§ The data:
________________________

PR #534, opened 2016-09-20
Python2.api

sdickes:
Initial changes to have the python topology api correctly operate with python2.

This pr requires these packages installed --

future : for both python3 and python2
enum34 : for python2

and the test cluster in Poughkeepsie does not yet have these packages installed but I am working to get this updated 

The pr has changes to 
- import future to allow correct python2 operation, mostly where print() function is used. 
- c++ changes in splpy.h for method differences between python2 and 3.

### DIFF
--- a/com.ibm.streamsx.topology/opt/python/include/splpy.h
+++ b/com.ibm.streamsx.topology/opt/python/include/splpy.h
@@ -10,7 +10,6 @@
  */
 
 #define Py_LIMITED_API 0x03050000
-#include "patchlevel.h"
 
 #include "Python.h"
 #include <string>
@@ -30,9 +29,9 @@
  */
 
 #if PY_MAJOR_VERSION == 3
-#define DECL_PYTHON_LIBNAME std::string pyLib("libpython3.5m.so");
+#define TOPOLOGY_PYTHON_LIBNAME "libpython3.5m.so"
 #else
-#define DECL_PYTHON_LIBNAME std::string pyLib("libpython2.7.so");
+#define TOPOLOGY_PYTHON_LIBNAME "libpython2.7.so"
 #endif
     
 #define GET_PYTHON_VALUE_THROWIFERROR(pbytes)                            \
@@ -214,7 +213,7 @@ namespace streamsx {
         }
 
         // declare pylib and its value  
-        DECL_PYTHON_LIBNAME
+        std::string pyLib(TOPOLOGY_PYTHON_LIBNAME);
         char * pyHome = getenv("PYTHONHOME");
         if (pyHome != NULL) {
             std::string wk(pyHome);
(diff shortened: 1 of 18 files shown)


ddebrunner:

ddebrunner:
test now

sdickes:
I assume the build failed because of missing future package for python3

as noted earlier, this pr requires these packages installed --

future : for both python3 and python2
enum34 : for python2

ddebrunner:
I'll have to check since I believe the test system is using anaconda and anaconda includes future.

ddebrunner:
I think I'm mistaken on future being included in Anaconda by default, it seems it is a supported package but not in the installer, but I will verify.

ddebrunner:
@sdickes Can you explain why the pr depends on enum34 but I don't see any enum related changes?

ddebrunner:
test now

ddebrunner:
What's WIP about this pr, it seems that it's a self-contained piece of work?

com.ibm.streamsx.topology/opt/python/include/splpy.h
```diff
@@ -28,7 +29,51 @@
  * Functionality for executing Python within IBM Streams.
  */
 
+#if PY_MAJOR_VERSION == 3
+#define DECL_PYTHON_LIBNAME std::string pyLib("libpython3.5m.so");
```
ddebrunner: Minor point, but this approach leaves the code non-intuitive. Since it's just `DECL_PYTHON_LIBNAME ` so it's not obvious it's defining the variable pyLib.

Seems it would be simpler to just have the #define set the name of the library, and then have the actual code be:

`std::string pyLib(TOPOLOGY_PYTHON_LIBNAME);`

com.ibm.streamsx.topology/opt/python/include/splpy.h
```diff
@@ -10,6 +10,7 @@
  */
 
 #define Py_LIMITED_API 0x03050000
+#include "patchlevel.h"
```
ddebrunner: What's this needed for? Is it because Python2 doesn't include it by default?

com.ibm.streamsx.topology/opt/python/include/splpy.h
sdickes: yes, that makes more sense. I will update.

com.ibm.streamsx.topology/opt/python/include/splpy.h
sdickes: I just tested and see it is already included -- I will remove.

sdickes:
The enum34 package installed in python2.7 allows enum usage at that level of python. 
So functions written for python3 using enum work correctly in python2.7.

ddebrunner:
So no code changes needed for supporting enums in 2.7, only that enum34 package must be in PYTHONPATH (e.g. installed by pip?)

sdickes:
Correct re. the enum34 package.

ddebrunner:
test now

sdickes:
Test cluster in Poughkeepsie updates have started. One system updated and tested.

________________________

§ What is being asked: Word for word, transcribe the entire listing shown above.

§ Solution to this problem:
PR #534, opened 2016-09-20
Python2.api

sdickes:
Initial changes to have the python topology api correctly operate with python2.

This pr requires these packages installed --

future : for both python3 and python2
enum34 : for python2

and the test cluster in Poughkeepsie does not yet have these packages installed but I am working to get this updated 

The pr has changes to 
- import future to allow correct python2 operation, mostly where print() function is used. 
- c++ changes in splpy.h for method differences between python2 and 3.

### DIFF
--- a/com.ibm.streamsx.topology/opt/python/include/splpy.h
+++ b/com.ibm.streamsx.topology/opt/python/include/splpy.h
@@ -10,7 +10,6 @@
  */
 
 #define Py_LIMITED_API 0x03050000
-#include "patchlevel.h"
 
 #include "Python.h"
 #include <string>
@@ -30,9 +29,9 @@
  */
 
 #if PY_MAJOR_VERSION == 3
-#define DECL_PYTHON_LIBNAME std::string pyLib("libpython3.5m.so");
+#define TOPOLOGY_PYTHON_LIBNAME "libpython3.5m.so"
 #else
-#define DECL_PYTHON_LIBNAME std::string pyLib("libpython2.7.so");
+#define TOPOLOGY_PYTHON_LIBNAME "libpython2.7.so"
 #endif
     
 #define GET_PYTHON_VALUE_THROWIFERROR(pbytes)                            \
@@ -214,7 +213,7 @@ namespace streamsx {
         }
 
         // declare pylib and its value  
-        DECL_PYTHON_LIBNAME
+        std::string pyLib(TOPOLOGY_PYTHON_LIBNAME);
         char * pyHome = getenv("PYTHONHOME");
         if (pyHome != NULL) {
             std::string wk(pyHome);
(diff shortened: 1 of 18 files shown)


ddebrunner:

ddebrunner:
test now

sdickes:
I assume the build failed because of missing future package for python3

as noted earlier, this pr requires these packages installed --

future : for both python3 and python2
enum34 : for python2

ddebrunner:
I'll have to check since I believe the test system is using anaconda and anaconda includes future.

ddebrunner:
I think I'm mistaken on future being included in Anaconda by default, it seems it is a supported package but not in the installer, but I will verify.

ddebrunner:
@sdickes Can you explain why the pr depends on enum34 but I don't see any enum related changes?

ddebrunner:
test now

ddebrunner:
What's WIP about this pr, it seems that it's a self-contained piece of work?

com.ibm.streamsx.topology/opt/python/include/splpy.h
```diff
@@ -28,7 +29,51 @@
  * Functionality for executing Python within IBM Streams.
  */
 
+#if PY_MAJOR_VERSION == 3
+#define DECL_PYTHON_LIBNAME std::string pyLib("libpython3.5m.so");
```
ddebrunner: Minor point, but this approach leaves the code non-intuitive. Since it's just `DECL_PYTHON_LIBNAME ` so it's not obvious it's defining the variable pyLib.

Seems it would be simpler to just have the #define set the name of the library, and then have the actual code be:

`std::string pyLib(TOPOLOGY_PYTHON_LIBNAME);`

com.ibm.streamsx.topology/opt/python/include/splpy.h
```diff
@@ -10,6 +10,7 @@
  */
 
 #define Py_LIMITED_API 0x03050000
+#include "patchlevel.h"
```
ddebrunner: What's this needed for? Is it because Python2 doesn't include it by default?

com.ibm.streamsx.topology/opt/python/include/splpy.h
sdickes: yes, that makes more sense. I will update.

com.ibm.streamsx.topology/opt/python/include/splpy.h
sdickes: I just tested and see it is already included -- I will remove.

sdickes:
The enum34 package installed in python2.7 allows enum usage at that level of python. 
So functions written for python3 using enum work correctly in python2.7.

ddebrunner:
So no code changes needed for supporting enums in 2.7, only that enum34 package must be in PYTHONPATH (e.g. installed by pip?)

sdickes:
Correct re. the enum34 package.

ddebrunner:
test now

sdickes:
Test cluster in Poughkeepsie updates have started. One system updated and tested.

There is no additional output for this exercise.